New law targets Indigenous community

November 11, 2009

Police harassment of Melbourne's Indigenous community will likely increase as a result of a new law banning public drinking in the City of Yarra. The City of Yarra includes the suburbs of Fitzroy, Richmond and Collingwood.

Similar to Redfern in Sydney, Fitzroy and Collingwood have been Indigenous community meeting places for decades. Part of Smith Street in Collingwood is an outdoor meeting place.

On October 20, Yarra City Council passed Local Law 8, which bans drinking in public places.

Many local residents attended the meeting to voice their opinion for and against the ban.
The Greens initially proposed a compromise law banning public drinking between 7pm and 10am. This was defeated by three ALP and two independent councillors.

ALP councillors moved the motion calling for a 24-hour/seven days a week ban. Greens councillor Sam Gaylard broke ranks and voted for it, provoking uproar from community members present. People shouted "Shame on the Greens!" and "how can the ALP and Greens and Liberals unite against Aboriginal people?"
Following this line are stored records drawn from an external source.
PR #1432, opened 2020-04-16
Initial work to get ks/table metadata serializable

absurdfarce:


absurdfarce:
An initial idea for what might be involved with making keyspace + table metadata serializable (in order to support SPARKC-577).  I tried to use the same mechanism used with JAVA-1858, specifically applying this to a few impl classes that weren't covered in the earlier PR + the keyspace/table classes themselves.

I also added a basic test to vet the functionality against an artificially populated C* instance.  That test should properly be an IT but t'was implemented as a unit test for now running against a manually configured local instance.  To make the Travis builds happy I'll need to change that.

In a prior conversation @adutra had mentioned filing a JAVA ticket for the driver side of this work and then leveraging that effort in whatever changes are made for SPARKC-577.  I couldn't recall the outcome of that conversation so I haven't taken that course yet... thought it more useful to get this up for people to look at.  @adutra please let me know if we want to pursue that course and I'll file the ticket.

core/src/test/java/com/datastax/oss/driver/api/core/metadata/SerializableMetadataTest.java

The other two Greens councillors and Socialist Party councillor Steve Jolly voted against the ban.

The main backers of the law are local traders, particularly from Smith Street. They're no doubt happy the ban on public drinking does not apply to licensed outdoor cafes and restaurants, or to people stepping outside a pub to have a smoke with a drink still in hand.

The council knows the law will have a discriminatory impact on the Indigenous community. A council media release says the police will have to "develop a protocol for the sensitive implementation of the law, particularly in regards to [I] ndigenous people, young people, homeless people and people with a mental illness".

Councillors supporting the law claim it won't criminalise Indigenous people because the police will only be able to issue $100 fines to people with an open container of alcohol — they won't be able to arrest people.

However, a Fitzroy Legal Service submission to the council said inevitable arguments between police and offenders meant it was likely drinkers would end up being arrested.
Jolly has opposed any bans on public drinking, instead campaigning for funding for a community centre and safe outdoor community space where people can gather, and have a drink if they want.

He told Green Left Weekly that now the ban had been passed, there was pressure on the council to fund the Melbourne Aboriginal Youth Sports and Recreation (MAYSAR) Centre and a safe outdoor space for people to gather.

He said there were no activity programs for people who gather in Smith Street, apart from two half-day programs to take people on fishing trips and other activities. Jolly said that this needed to be expanded.

Jolly said the council was under pressure from Richmond Labor MP and state Aboriginal affairs minister Richard Wynne to pass the ban. Wynne had threatened to block repairs to MAYSAR unless the council passed the ban.

[Anna Maidstone was present at the October 20 council meeting.]